WORK INSTRUCTIONS
Return the following from the records below: each line, word for word, starting with the line that contains "runtime type checked" and going on through the line that contains "we call the", with nothing outside that range.

MATERIAL PROVIDED
PR #443, opened 2023-03-29
initial attempt to build out error hint scaffold

joewagner:


test/statement.test.ts
```diff
@@ -68,7 +68,7 @@ describe("statement", function () {
         (err: any) => {
           strictEqual(
             err.cause.message,
-            "error parsing statement: syntax error at position 36 near 'blurg'"
+            "error parsing statement: syntax error at position 36 near 'blurg'\n  CREATE TABLE test_run (counter blurg⚠);"
```
joewagner, line 71: @dtbuchholz I tried a few different formatting ideas, but having these errors be helpful to an application, and a terminal, and the different browser consoles is kinda restrictive.
What I landed on (so far) is inserting the unicode warning sign character.  This isn't the prettiest thing, but it's something you can find with your eyes or in code (with something like `indexOf`).
If you have any ideas or alternatives I can definitely explore those.

src/lowlevel.ts
```diff
@@ -51,6 +51,50 @@ export function errorWithCause(code: string, cause: Error): Error {
   return new Error(`${code}: ${cause.message}`, { cause });
 }
 
+const warningSymbol = String.fromCharCode(0x26a0);
+const hints = [
```
joewagner, line 55: Below is the bulk of the new feature concept.  Right now it just hints for bad syntax and missing column errors.  If this is well accepted we can continually add to hints that the need arises.

src/lowlevel.ts
```diff
@@ -106,7 +150,7 @@ export function extractColumn<T = unknown, K extends keyof T = keyof T>(
   const array = Array.isArray(values) ? values : [values];
   return array.map((row: T) => {
     if (row[colName] === undefined) {
-      throw new Error(`column not found: ${colName.toString()}`);
+      throw new Error(`no such column: ${colName.toString()}`);
```
joewagner, line 153: This kind of error can come from the Validator or the client.  This changes the client phrase to match the Validator's phrase.

src/statement.ts
```diff
@@ -80,7 +81,8 @@ export class Statement<S = unknown> {
     try {
       return bindValues(this.sql, this.parameters);
     } catch (cause: any) {
-      throw errorWithCause("BIND_ERROR", cause);
+      const hint = errorWithHint(this.sql, cause);
```
joewagner, line 84: `hint` is `cause` extended so the sql statement is in the `cause.message`.

joewagner (commented):
@dtbuchholz When you have time it would be great to get your feedback here.  This is scoped to be part of the next ship, so if this can get worked out by Friday that would be ideal.
Thanks!

test/statement.test.ts
dtbuchholz: @joewagner sorry for the delay! yes, i think this is already a great addition and would achieve what i was looking for.

the only thing i can think of that's different than ⚠ would be something like this:
```
error parsing statement: syntax error at position 36 near 'blurg'
CREATE TABLE test_run (counter blurg);
                               ^^^^^^
```
but I think that what you have is likely easier and already helpful enough—getting those `^` to line up can probs get messy.

src/lowlevel.ts
dtbuchholz: nice, this will help with error-related docs, too...more unified docs!

test/statement.test.ts
joewagner: Hmm, I like the look of the carets more than the unicode symbol....
It will probably be kinda tricky, but I'll give it a try.

joewagner: @dtbuchholz changing to use the carrots was fairly easy.  Give this another look when you get a chance.

dtbuchholz (approved):
@joewagner the carrots def look nicer and easier to identify...lgtm!

PR #448, opened 2023-04-06
chore: use github api to create signed tag

carsonfarmer:
Ensures tags are verified in the GitHub UI.


joewagner (approved):
Looks good to me!  As always with changes to workflows we will have to try it to be sure, but I don't see why this wouldn't work as expected.

PR #471, opened 2023-04-28
Fix intermittent gh action test failures

joewagner:
Recently the github actions test workflow has been failing intermittently during automated PR reviews.
This is a hard issue to track down, but the best I can tell it is a test timeout problem.   These changes introduce the ability to increase test timeouts for github actions, while leaving a normal timeout for devs running tests locally.

**NOTE:** this PR also includes a merge of main into staging

### DIFF
--- a/.github/workflows/test.yml
+++ b/.github/workflows/test.yml
@@ -49,7 +49,7 @@ jobs:
         run: npm run build
 
       - name: Test/Coverage 🧪
-        run: npm run coverage
+        run: TEST_TIMEOUT_FACTOR=3 npm run coverage
 
       - name: Install Playwright Browsers
         run: npx playwright install --with-deps
--- a/package.json
+++ b/package.json
@@ -107,7 +107,7 @@
     "typescript": "^4.9.4"
   },
   "dependencies": {
-    "@tableland/evm": "^4.2.0",
+    "@tableland/evm": "^4.2.1",
     "@tableland/sqlparser": "^1.0.5",
     "ethers": "^5.7.2"
   }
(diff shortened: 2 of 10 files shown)


.github/workflows/test.yml
```diff
@@ -49,7 +49,7 @@ jobs:
         run: npm run build
 
       - name: Test/Coverage 🧪
-        run: npm run coverage
+        run: TEST_TIMEOUT_FACTOR=3 npm run coverage
```
joewagner, line 52: We can triple the timeout for github actions, but leave our local tests at a reasonable time.

package.json
```diff
@@ -107,7 +107,7 @@
     "typescript": "^4.9.4"
   },
   "dependencies": {
-    "@tableland/evm": "^4.2.0",
+    "@tableland/evm": "^4.2.1",
```
joewagner, line 110: This PR includes the latest bug fix in main, which is not is staging yet, hence this diff.

test/database.test.ts
```diff
@@ -5,9 +5,10 @@ import { getAccounts } from "@tableland/local";
 import { getDefaultProvider } from "ethers";
 import { Database } from "../src/database.js";
 import { Statement } from "../src/statement.js";
+import { TEST_TIMEOUT_FACTOR } from "./setup";
 
 describe("database", function () {
-  this.timeout("10s");
+  this.timeout(TEST_TIMEOUT_FACTOR * 10000);
```
joewagner, line 11: This is the basic usage.  `TEST_TIMEOUT_FACTOR` defaults to `1` but can be set to anything greater than zero via an env var which lets us increase or reduce the timeout as needed.

joewagner (commented):
@carsonfarmer If everyone is happy with this approach, we should probably setup the same thing in the other packages that use mocha + local-tableland + github for tests.

awmuncy (approved):

PR #472, opened 2023-04-28
Ensure tableId is valid type at runtime

### LINKED ISSUE #470: [JST-23] Validator getTableById does not map chainId nor tableId
## Summary

The Validator's `getTableById` method does not work and maps `undefined` to both `chainId` and `tableId`, making the method unusable.

## Details

Set up a quick `Database` and create a `Validator`with hardcoded values:

```
const { Database, Validator, helpers } = require("@tableland/sdk");

const db = new Database({
  baseUrl: helpers.getBaseUrl(1),
});
const validator = new Validator(db.config);
const name = await validator.getTableById(1, 1);
```

When the query is made, it will error out with a message of `no chain id in path`—and you can see the `tableId` is also `undefined`(`https://tableland.network/api/v1/tables/undefined/undefined`):

```
ApiError: no chain id in path
    at fun (/Users/dtb/Desktop/hardhat-fevm/node_modules/@tableland/sdk/src/validator/client/fetcher.ts:214:15)
    at processTicksAndRejections (node:internal/process/task_queues:95:5)
    at getTable (/Users/dtb/Desktop/hardhat-fevm/node_modules/@tableland/sdk/src/validator/tables.ts:63:20)
    at Validator.getTableById (/Users/dtb/Desktop/hardhat-fevm/node_modules/@tableland/sdk/src/validator/index.ts:84:12)
    at main (/Users/dtb/Desktop/hardhat-fevm/scripts/read.js:14:19) {
  headers: HeadersList {
    [Symbol(headers map)]: Map(14) {
      'date' => 'Thu, 27 Apr 2023 16:26:05 GMT',
      'content-type' => 'text/plain; charset=utf-8',
      'content-length' => '34',
      'connection' => 'keep-alive',
      'access-control-allow-headers' => 'Accept, Accept-Language, Content-Type, Authorization',
      'access-control-allow-methods' => 'GET, POST, OPTIONS',
      'access-control-allow-origin' => '*',
      'trace-id' => '5020d094-5b76-46af-b426-1f169fd77766',
      'cf-cache-status' => 'DYNAMIC',
      'report-to' => '{"endpoints":[{"url":"https:\\/\\/a.nel.cloudflare.com\\/report\\/v3?s=jbrRodgQGBOwcuM9Peh%2FNXLsH%2BOD2qh8ruvBltu2%2F1ovAUQ9uGpS5MG%2BrJmVMSN6zZAVdJ883uJc2wx2nCYasWSv04TiRP1HmnSalSZpyxvPWnh12MGHj3XVXH8%2BwgWiYcOXLQ%3D%3D"}],"group":"cf-nel","max_age":604800}',
      'nel' => '{"success_fraction":0,"report_to":"cf-nel","max_age":604800}',
      'server' => 'cloudflare',
      'cf-ray' => '7be86cd6ca189e52-SJC',
      'alt-svc' => 'h3=":443"; ma=86400, h3-29=":443"; ma=86400'
    },
    [Symbol(headers map sorted)]: null
  },
  url: 'https://tableland.network/api/v1/tables/undefined/undefined',
  status: 400,
  statusText: 'Bad Request',
  data: { message: 'no chain id in path' }
}
```

## Environment

* Node 18
* @tableland/sdk ^4.2.0
* Hardhat ^2.13.0

<sub>From [SyncLinear.com](https://synclinear.com) | [JST-23](https://linear.app/tableland/issue/JST-23/validator-gettablebyid-does-not-map-chainid-nor-tableid)</sub>

joewagner:
## Overview
This makes the error message returned from an invalid call to `Validator.getTableById()` easier to understand.  

## Details
@dtbuchholz After looking into this I was reminded that the types are being generated from our API spec, so allowing tableId to be number or string or BigNumber was not a good solution.  Forcing the type to be string at runtime seems like the best path.
Interesting side note: in the process of setting this up I noticed that if you call
`validator.getTableById({chainId: 31337, tableId: 9007199254740993});`
the resulting http request is
`<api path>/tables/31337/9007199254740992`
Specifically anything bigger than Number.MAX_SAFE_INTEGER will potentially result in a request for the wrong  table.  Not a big deal because there are nowhere near that many tables.

fixes #470

### DIFF
--- a/src/validator/index.ts
+++ b/src/validator/index.ts
@@ -81,6 +81,12 @@ export class Validator {
    * @description Returns information about a single table, including schema information
    */
   async getTableById(params: TableParams, opts: Signal = {}): Promise<Table> {
+    if (
+      typeof params.chainId !== "number" ||
+      typeof params.tableId !== "string"
+    ) {
+      throw new Error("cannot get table with invalid chain or table id");
+    }
     return await getTable(this.config, params);
   }
 
--- a/test/validator.test.ts
+++ b/test/validator.test.ts
@@ -283,6 +283,36 @@ describe("validator", function () {
           return true;
         }
       );
+
+      await rejects(
+        // @ts-expect-error this is not the function signature
+        api.getTableById(31337, "1"),
+        (err: any) => {
+          strictEqual(
+            err.message,
+            "cannot get table with invalid chain or table id"
+          );
+          return true;
+        }
+      );
+
+      await rejects(
+        // params have wrong types
+        api.getTableById({
+          // @ts-expect-error we want to test that these params are being runtime type checked
+          chainId: "31337",
+          // @ts-expect-error must ensure that tableId is not a number because erc721 tokenId can be
+          // larger then JS max safe int, and string coercion will result in an incorrect value
+          tableId: 1,
+        }),
+        (err: any) => {
+          strictEqual(
+            err.message,
+            "cannot get table with invalid chain or table id"
+          );
+          return true;
+        }
+      );
     });
 
     test("when we call the tables api on a missing table", async function () {
@@ -456,7 +486,7 @@ describe("validator", function () {
   describe("rate limit", function () {
     test("when we make too many calls and get an exception", async function () {
       await rejects(
-        Promise.all(getRange(10).map(async () => await api.health())),
+        Promise.all(getRange(15).map(async () => await api.health())),
         (err: any) => {
           strictEqual(err.message, "Too Many Requests");
           return true;


dtbuchholz:
gotcha. and one day, we'll hit that max!! until then...makes sense.

joewagner:
> @joewagner i do wonder, though, if this will lead to confusion because i'd definitely assume `tableId` is a number, considering it's a numeric value to the human eye as well as its on-chain representation.
> 
> thinking about it again, maybe [`BigInt` and `.toString()`](https://developer.mozilla.org/en-US/docs/Web/JavaScript/Reference/Global_Objects/BigInt/toString) could be used to ensure spec conformity?

I can definitely understand wanting to allow bigint or number here.  The allowed type is defined in the spec https://github.com/tablelandnetwork/docs/blob/main/specs/validator/tableland-openapi-spec.yaml#L182
I can definitely find a way to work around things for typescript folks, but it feels weird to have a type defined in the spec that's different than what the SDK allows.  @carsonfarmer do you have any suggestions, or thoughts here?

awmuncy (approved):
I'd agree; the SDK should take the args in the spec. If someone has a big int, and they see it takes either a string or number, they can `toString()` it themselves, no?

joewagner:
> I'd agree; the SDK should take the args in the spec. If someone has a big int, and they see it takes either a string or number, they can `toString()` it themselves, no?

Yeah after thinking this over a bit, we should avoid deviating from the spec whenever possible.
I'll rebase this and point it at staging now so we can get it into next week's ship.

PR #483, opened 2023-05-03
upstream merge main into staging

joewagner:
We can't use the automated "update branch" github feature because of the branch protection rules.

### DIFF
--- a/.github/workflows/publish.yml
+++ b/.github/workflows/publish.yml
@@ -22,18 +22,25 @@ jobs:
             ${{ runner.os }}-build-
             ${{ runner.os }}-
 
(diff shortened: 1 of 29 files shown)


awmuncy (approved):
Hmm, annoying we can't automatically merge main into staging. Was this just a dependabot update to main? Should we point those at staging? Anyway, approved.

joewagner:
> Hmm, annoying we can't automatically merge main into staging. Was this just a dependabot update to main? Should we point those at staging? Anyway, approved.

Definitely adding some friction with the staging branch protection rules.  Seems like something could be done to make this a bit easier.

PR #491, opened 2023-05-08
Fix intermittent failing tests due to polling timeout

joewagner:
## Overview
When tests are run via github actions, the tests are failing occasionally with an error saying "the operation was aborted".  Because reproducing this failure is difficult I can't be sure if these changes really fix the problem, but it seems related to our timeout abort controller. 

## Details
In searching for the cause of the test failures I discovered 2 potential problems.  
1. using a non-default polling interval is not possible.  The default is set to 1.5 seconds, which might be too fast for some networks. This is probably not the root cause of the failing tests, but it seems good to be able to reduce the polling interval if needed.
2. The `setTimeout` that is used to enforce the maximum amount of time that should be waited, while polling, is not ever being cleared.  This means that even if the request for a transaction receipt succeeds right away, we are still eventually calling `AbortController.abort()`.  This seems potentially related to the failing tests, but again, I can't say for sure since they only happen in the github actions workflow.

### DIFF
--- a/src/helpers/await.ts
+++ b/src/helpers/await.ts
@@ -24,20 +24,23 @@ export type AsyncFunction<T> = () => Awaitable<AsyncData<T>>;
 export function getAbortSignal(
   signal?: AbortSignal,
   maxTimeout: number = 60_000
-): AbortSignal {
+): {
+  signal: AbortSignal;
+  timeoutId: ReturnType<typeof setTimeout> | undefined;
+} {
   let abortSignal: AbortSignal;
+  let timeoutId;
   if (signal == null) {
     const controller = new AbortController();
     abortSignal = controller.signal;
-    console.log(`\n\nsetting maxTimeout: ${maxTimeout}\n\n`);
-    setTimeout(function () {
-      console.log(`\n\nAborting with maxTimeout: ${maxTimeout}\n\n`);
+    // return the timeoutId so the caller can cleanup
+    timeoutId = setTimeout(function () {
       controller.abort();
     }, maxTimeout);
   } else {
     abortSignal = signal;
   }
-  return abortSignal;
+  return { signal: abortSignal, timeoutId };
 }
 
 export async function getAsyncPoller<T = unknown>(
@@ -47,7 +50,7 @@ export async function getAsyncPoller<T = unknown>(
 ): Promise<T> {
   // in order to set a timeout other than 10 seconds you need to
   // create and pass in an abort signal with a different timeout
-  const abortSignal = getAbortSignal(signal, 10_000);
+  const { signal: abortSignal, timeoutId } = getAbortSignal(signal, 10_000);
   const checkCondition = (
     resolve: (value: T) => void,
     reject: (reason?: any) => void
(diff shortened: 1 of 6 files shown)


src/statement.ts
```diff
@@ -109,6 +109,17 @@ export class Statement<S = unknown> {
...
 
+  async #execAndReturn<T = unknown>(
+    params: ExtractedStatement,
+    perfStart: number
+  ): Promise<Result<T>> {
+    const receipt = await checkWait(
+      this.config,
+      await exec(this.config, params)
+    );
+    return wrapResult<T>(receipt, performance.now() - perfStart);
```
joewagner, line 120: This isn't related to this PR, but I noticed we repeat this code more than once.

src/statement.ts
```diff
@@ -117,15 +128,15 @@ export class Statement<S = unknown> {
...
   ): Promise<Result<T>>;
   async all<T = S, K extends keyof T = keyof T>(
     colName: K,
-    opts?: Signal
+    opts?: SignalAndInterval
   ): Promise<Result<T[K]>>;
   async all<T = S, K extends keyof T = keyof T>(
     colName?: K,
-    opts: Signal = {}
+    opts: SignalAndInterval = {}
```
joewagner, line 139: I think we need to allow passing an interval to the Statement methods in order to enable setting the value to something other than the default.

src/statement.ts
```diff
@@ -198,7 +204,12 @@ export class Statement<S = unknown> {
           return extractColumn(results, colName);
         }
         default: {
-          const receipt = await exec(this.config, { type, sql, tables });
+          const receipt = await exec(this.config, {
+            ...opts,
```
joewagner, line 208: Pass the non-default interval to `exec`

src/helpers/await.ts
```diff
@@ -24,34 +24,47 @@ export type AsyncFunction<T> = () => Awaitable<AsyncData<T>>;
...
+} {
   let abortSignal: AbortSignal;
+  let timeoutId;
   if (signal == null) {
     const controller = new AbortController();
     abortSignal = controller.signal;
-    setTimeout(controller.abort.bind(controller), maxTimeout);
+    // return the timeoutId so the caller can cleanup
+    timeoutId = setTimeout(function () {
+      controller.abort();
```
joewagner, line 38: I still can't say for sure what is causing the tests to occasionally fail, but this change seems good in general.  If the request has succeeded, or the controller has already been aborted, we don't need to be waiting for this timeout and eventually calling abort.

src/helpers/await.ts
```diff
@@ -24,34 +24,47 @@ export type AsyncFunction<T> = () => Awaitable<AsyncData<T>>;
...
+  const { signal: abortSignal, timeoutId } = getAbortSignal(signal, 10_000);
   const checkCondition = (
     resolve: (value: T) => void,
     reject: (reason?: any) => void
   ): void => {
     Promise.resolve(fn())
       .then((result: AsyncData<T>) => {
         if (result.done && result.data != null) {
+          // We don't want to call `AbortController.abort()` if the call succeeded
+          clearTimeout(timeoutId);
```
joewagner, line 62: If the request succeeded, we can clear the timeout.  If timeoutId is undefined, this is a noop

awmuncy (approved):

TASK SOLUTION
+          // @ts-expect-error we want to test that these params are being runtime type checked
+          chainId: "31337",
+          // @ts-expect-error must ensure that tableId is not a number because erc721 tokenId can be
+          // larger then JS max safe int, and string coercion will result in an incorrect value
+          tableId: 1,
+        }),
+        (err: any) => {
+          strictEqual(
+            err.message,
+            "cannot get table with invalid chain or table id"
+          );
+          return true;
+        }
+      );
     });
 
     test("when we call the tables api on a missing table", async function () {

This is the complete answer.